_MATERIAL FOR THIS EXERCISE:_
PR #1686, opened 2023-07-04
added solution

vladyslav10shevchenko:
[DEMO LINK](https://sheva10barca.github.io/react_dynamic-list-of-todos/)

### DIFF
--- a/src/App.tsx
+++ b/src/App.tsx
@@ -1,14 +1,76 @@
 /* eslint-disable max-len */
-import React from 'react';
-import 'bulma/css/bulma.css';
-import '@fortawesome/fontawesome-free/css/all.css';
+import React, { useEffect, useState } from 'react';
+
+import { getTodos } from './api';
 
 import { TodoList } from './components/TodoList';
 import { TodoFilter } from './components/TodoFilter';
-import { TodoModal } from './components/TodoModal';
 import { Loader } from './components/Loader';
+import { TodoModal } from './components/TodoModal';
+
+import { Todo } from './types/Todo';
+import { FilterStatus } from './types/FilterStatus';
+
+import 'bulma/css/bulma.css';
+import '@fortawesome/fontawesome-free/css/all.css';
 
 export const App: React.FC = () => {
+  const [todos, setTodos] = useState<Todo[]>([]);
+  const [selectedTodo, setSelectedTodo] = useState<Todo | null>(null);
+  const [isLoading, setIsLoading] = useState(true);
+  const [query, setQuery] = useState('');
+  const [filterStatus, setFilterStatus] = useState(FilterStatus.ALL);
+
+  useEffect(() => {
+    getTodos()
+      .then((todosFromServer) => {
+        setTodos(todosFromServer);
+        setIsLoading(false);
+      })
+      .catch((error) => {
+        throw new Error('Loading todos error: ', error.message);
+      });
+  }, []);
+
+  const visibleTodos = todos.filter((todo) => {
+    const normalizedQuery = query.toLowerCase().trim();
+
+    const normalizedTodo = todo.title
+      .toLowerCase()
+      .trim()
+      .includes(normalizedQuery);
+
+    switch (filterStatus) {
+      case FilterStatus.ALL:
+        return normalizedTodo;
+
+      case FilterStatus.ACTIVE:
+        return normalizedTodo && !todo.completed;
+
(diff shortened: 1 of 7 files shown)


src/components/TodoModal/TodoModal.tsx
```diff
@@ -1,12 +1,36 @@
...
+  useEffect(() => {
+    getUser(todo.userId)
+      .then((u) => {
+        setUser(u);
+        setIsLoading(false);
+      })
+      .catch((error) => {
+        throw new Error('Error fetching user: ', error.message);
+      });
+  }, []);
```
Viktor-Kost, line 28: Missing dependency in useEffect, add todo.userId to dependencies array to avoid unexpected behavior.

src/App.tsx
```diff
@@ -1,14 +1,76 @@
...
+  const [filterStatus, setFilterStatus] = useState(FilterStatus.ALL);
+
+  useEffect(() => {
+    getTodos()
+      .then((todosFromServer) => {
+        setTodos(todosFromServer);
+        setIsLoading(false);
+      })
+      .catch((error) => {
+        throw new Error('Loading todos error: ', error.message);
```
Viktor-Kost, line 31: In the catch block, the error object is being thrown incorrectly. The Error constructor accepts only one argument. You cannot pass the error message directly after the custom message.

src/App.tsx
```diff
@@ -1,14 +1,76 @@
...
+      });
+  }, []);
+
+  const visibleTodos = todos.filter((todo) => {
+    const normalizedQuery = query.toLowerCase().trim();
```
Viktor-Kost, line 36: You are filtering 'todos' on every render. Consider using useMemo to optimize this operation and avoid unnecessary recalculations.

src/App.tsx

_EXERCISE:_ Every line above is to be transcribed exactly, with nothing dropped.

_YOUR RESPONSE:_
PR #1686, opened 2023-07-04
added solution

vladyslav10shevchenko:
[DEMO LINK](https://sheva10barca.github.io/react_dynamic-list-of-todos/)

### DIFF
--- a/src/App.tsx
+++ b/src/App.tsx
@@ -1,14 +1,76 @@
 /* eslint-disable max-len */
-import React from 'react';
-import 'bulma/css/bulma.css';
-import '@fortawesome/fontawesome-free/css/all.css';
+import React, { useEffect, useState } from 'react';
+
+import { getTodos } from './api';
 
 import { TodoList } from './components/TodoList';
 import { TodoFilter } from './components/TodoFilter';
-import { TodoModal } from './components/TodoModal';
 import { Loader } from './components/Loader';
+import { TodoModal } from './components/TodoModal';
+
+import { Todo } from './types/Todo';
+import { FilterStatus } from './types/FilterStatus';
+
+import 'bulma/css/bulma.css';
+import '@fortawesome/fontawesome-free/css/all.css';
 
 export const App: React.FC = () => {
+  const [todos, setTodos] = useState<Todo[]>([]);
+  const [selectedTodo, setSelectedTodo] = useState<Todo | null>(null);
+  const [isLoading, setIsLoading] = useState(true);
+  const [query, setQuery] = useState('');
+  const [filterStatus, setFilterStatus] = useState(FilterStatus.ALL);
+
+  useEffect(() => {
+    getTodos()
+      .then((todosFromServer) => {
+        setTodos(todosFromServer);
+        setIsLoading(false);
+      })
+      .catch((error) => {
+        throw new Error('Loading todos error: ', error.message);
+      });
+  }, []);
+
+  const visibleTodos = todos.filter((todo) => {
+    const normalizedQuery = query.toLowerCase().trim();
+
+    const normalizedTodo = todo.title
+      .toLowerCase()
+      .trim()
+      .includes(normalizedQuery);
+
+    switch (filterStatus) {
+      case FilterStatus.ALL:
+        return normalizedTodo;
+
+      case FilterStatus.ACTIVE:
+        return normalizedTodo && !todo.completed;
+
(diff shortened: 1 of 7 files shown)


src/components/TodoModal/TodoModal.tsx
```diff
@@ -1,12 +1,36 @@
...
+  useEffect(() => {
+    getUser(todo.userId)
+      .then((u) => {
+        setUser(u);
+        setIsLoading(false);
+      })
+      .catch((error) => {
+        throw new Error('Error fetching user: ', error.message);
+      });
+  }, []);
```
Viktor-Kost, line 28: Missing dependency in useEffect, add todo.userId to dependencies array to avoid unexpected behavior.

src/App.tsx
```diff
@@ -1,14 +1,76 @@
...
+  const [filterStatus, setFilterStatus] = useState(FilterStatus.ALL);
+
+  useEffect(() => {
+    getTodos()
+      .then((todosFromServer) => {
+        setTodos(todosFromServer);
+        setIsLoading(false);
+      })
+      .catch((error) => {
+        throw new Error('Loading todos error: ', error.message);
```
Viktor-Kost, line 31: In the catch block, the error object is being thrown incorrectly. The Error constructor accepts only one argument. You cannot pass the error message directly after the custom message.

src/App.tsx
```diff
@@ -1,14 +1,76 @@
...
+      });
+  }, []);
+
+  const visibleTodos = todos.filter((todo) => {
+    const normalizedQuery = query.toLowerCase().trim();
```
Viktor-Kost, line 36: You are filtering 'todos' on every render. Consider using useMemo to optimize this operation and avoid unnecessary recalculations.

src/App.tsx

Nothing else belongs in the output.